RAW, unless you deem the defender to be in contact with itself it does nothing. I'd however have the defender take the damage.




> can a steel defender attune to magic items?


I don't see why not.




> can i put armor on a steel defender?


I don't see why not.

----------


## Zhorn

> Originally Posted by FabulousFizban
> 
> 
> what happens if i cast heat metal on my steel defender?
> 
> 
> RAW, unless you deem the defender to be in contact with itself it does nothing. I'd however have the defender take the damage.


I agree on how Rukelnikov would rule on it damaging the Steel Defender.
The difficulty with trying to find a strictly RAW interpretation for me is
a) As Rukelnikov covers if you count a creature as being in contact with itself? and
b) Does the steel defender classify as an object to be a valid target of the spell?

'Steel' is in the name so we should be able to say it IS _metal_, and being made by the artificer we can also rule that it IS _manufactured_, but the final part about classifying as an object is a little vague.
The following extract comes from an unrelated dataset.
PR #2608, opened 2017-06-12
Feature/bdi donations

davidhabib:
@jjbennett This is the pull request to review.  Basically, it involved just some UI changes to the BDI page.  Now instead of having the settings directly on the page, I created a new visualforce component that hosts the settings.  This visualforce component is then included in the BDI_DataImport page, and later will get used when we handle the backlog item to create BDI Batches.  You'll see that some controller methods moved from BDI_DataImport_CTRL to BDI_SettingsUI_CTRL.  The BDI_DataImport page now also supports explicit going into edit mode on the settings.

It is a creature, which helps with the other two questions:



> can a steel defender attune to magic items?


yes, any creature can attune to a magic item



> can i put armor on a steel defender?


Yes, and worst case scenario it would be barding. A steel defender can be ruled as a mount for small sized artificers, and the articifer has design control over anatomy (appearance and two or four legged), so making it of a shape suitable to be fitted with regular armor, or follow the rules for barding.
Proficiency for wearing the armor might not be easy to justify by strict RAW, so without a lenient DM the steel defender would incur the disadvantage penalties as detailed in the PHB p144.

But back to the creature/object issue. An dead (or unconscious depending on DM's reasoning and leniency) creature can be ruled on as an object, and does not cease being a creature, so one can be both at the same time, but I'm not aware of a ruling on a conscious creature being ruled simultaneously as both object AND creature at the same time.

----------


## Mastikator

A steel defender is a metal creature, not a metal object. You can only target metal objects with Heat Metal, ergo you can't heat metal a steel defender.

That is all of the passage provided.